Kedua, menetapkan standar bagi calon menantu
Benar dan harus, wali mesti mempunyai kriteria standar bagi siapa yang akan menjadi suami bagi putrinya, hal ini sebagai realisasi dari tanggung jawabnya sebagai pemimpin, namun jangan mengira bahwa kriteria standar dalam hal ini adalah ketampanan atau kedudukan atau harta dari calon suami, sekali pun semua itu menjadi pertimbangan utama bagi kebanyakan orang di zaman ini. Tidak, bukan semua itu, akan tetapi kriteria standar di sini adalah kriteria yang ditetapkan oleh teladan para wali yaitu Rasulullah shallallaahu ‘laihiwasallam. Apa kriteria itu?
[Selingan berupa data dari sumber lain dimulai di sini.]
PR #38, opened 2021-01-18
feat(Datatable): add ToolsTabItems

youssefssc:
closes FEP-1524


src/components/Datatable/ToolsTabItem/ToolsTabItem.tsx
```diff
@@ -0,0 +1,160 @@
...
+import { IconTypes, SSCIconNames } from '../../Icon/Icon.enums';
+import { SSCIcons, Types } from '../../Icon/Icon.types';
+import Button from '../../Button/Button';
+import StyledIcon from '../../Button/StyledIcon';
+import { ButtonSizes } from '../../Button/Button.enums';
+import { ToolsTabItemProps } from './ToolsTabItem.types';
+import { ToolsTabItemStates } from './ToolsTabItem.enum';
+
+const DefaultToolsTabItem = styled(Button)`
+  &&& {
```
ajkl2533, line 17: This shouldn't be needed

src/components/Datatable/ToolsTabItem/ToolsTabItem.types.ts
```diff
@@ -0,0 +1,12 @@
+import { ButtonProps } from '../../Button/Button.types';
+import { ToolsTabItemStates } from './ToolsTabItem.enum';
+
+export type ItemStates = typeof ToolsTabItemStates[keyof typeof ToolsTabItemStates];
+
+export interface ToolsTabItemProps extends ButtonProps {
+  itemState?: ItemStates;
+  activateTool: React.MouseEventHandler;
```
ajkl2533, line 8: It's better to start handlers with `on` prefix to distinguish it with data props:
- `onToolActivate`
- `onToolDeactivate`

src/components/Datatable/ToolsTabItem/ToolsTabItem.tsx
```diff
@@ -0,0 +1,160 @@
...
+  }
+`;
+
+const ActiveToolsTabItem = styled(Button)`
+  &&& {
+    padding: ${pxToRem(6, 12)};
+    background-color: ${getColor('graphite5H')};
+    color: ${getColor('blueberryClassic')};
+    border-radius: ${pxToRem(20)};
+    border-color: ${getColor('blueberryClassic')};
```
ajkl2533, line 39: `border: 2px solid ${getColor('blueberryClassic')}`?

src/components/Datatable/ToolsTabItem/ToolsTabItem.tsx
ajkl2533: I would actually recreate this from HTML `button` tag. You probably wont need all the functionality from `Button` component (like dynamic tag resolution). Since this will be used just for the tooltab where all tools will be defined by the `Datatable` component itself so it doesn't need to be that flexible. And if we decide later to add this variant in the `Button` component we would still need styled directly there.

src/components/Datatable/ToolsTabItem/ToolsTabItem.tsx
```diff
@@ -0,0 +1,160 @@
...
+    &.focus {
+      color: ${getColor('graphite4B')};
+      svg {
+        color: ${getColor('graphite2B')};
+      }
+    }
+  }
+`;
+
+const ActiveToolsTabItem = styled(Button)`
```
ajkl2533, line 33: Those styled should be probably inherited from the `DefaultToolsTabItem` not from the base `Button` component

src/components/Datatable/ToolsTabItem/ToolsTabItem.tsx
```diff
@@ -0,0 +1,160 @@
...
+  &&& {
+    padding: ${pxToRem(6, 12)};
```
ajkl2533, line 35: if you define the `border-width` in the default (base) component and set the `border-color` to transparent you won't need to do the magic with paddings

src/components/Datatable/ToolsTabItem/ToolsTabItem.tsx
```diff
@@ -0,0 +1,160 @@
...
+    activateTool();
+    setCurrentItemState(ToolsTabItemStates.active);
+  };
+
+  const onClickActive = () => {
+    deactivateTool();
+    setCurrentItemState(ToolsTabItemStates.applied);
+  };
+
+  const onClickApplied = () => {
```
ajkl2533, line 109: this is the same as `onClickDefault`

src/components/Datatable/ToolsTabItem/ToolsTabItem.tsx
youssefssc: This makes more sense, using html `button` instead now

src/components/Datatable/ToolsTabItem/ToolsTabItem.tsx
youssefssc: changed to `onClickActive` and `onClickNotActive`

src/components/Datatable/ToolsTabItem/ToolsTabItem.tsx
```diff
@@ -0,0 +1,157 @@
...
+  );
+
+  const commonProps = {
+    margin,
+    ...props,
+  };
+
+  return (
+    <>
+      {!isDisabled &&
```
ajkl2533, line 122: @youssefssc can we replace this with 
```js
if (isDisabled) {
  return null;
}

if (currentToolState === ToolsTabItemStates.applied) {
  return (...)
 }

if (currentToolState === ToolsTabItemStates.active) {
  return (...)
}

return (...)
```

it's more readable than nested ternaries

ajkl2533 (approved):
Please drop the revert commits from PR (not necessary) and one small comment

src/components/Datatable/ToolsTabItem/ToolsTabItem.tsx
youssefssc: it is nicer, done :)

Agama dan akhlak, hanya itu. Jika Anda sebagai wali didatangi oleh seseorang yang berharap menikah dengan putri Anda dan Anda ridha terhadap agama dan akhlaknya, kedua perkara ini telah memenuhi standar Anda, maka tidak ada alasan bagi Anda untuk tidak menerimanya.
Petunjuk Rasulullah shallallaahu ‘laihiwasallam kepada para wali, “Jika kalian didatangi oleh orang yang telah kamu terima agama dan akhlaknya maka nikahkanlah dia….” (HR. at-Tirmidzi).
Ketiga, mempermudah urusan menikah
Dengan tidak membebani calon menantunya melalui tuntutan-tuntutan materi yang memberatkan. Menikah adalah ibadah, menikah bertujuan menjaga anak-anak muda agar tidak terjerumus ke dalam dosa, maka sudah sepatutnya jika para wali mempermudah urusannya dan meringankan bebannya. Urusan yang sulit dan beban yang berat bisa menjadi penghalang anak-anak muda untuk menikah dan selanjutnya mereka bisa terjerat oleh jaring-jaring dosa yang di zaman ini tersebar di setiap sudut kehidupan, plus bertambahnya gadis-gadis usia menikah yang tertunda pernikahannya dan ujung-ujungnya bernasib menjadi perawan tua.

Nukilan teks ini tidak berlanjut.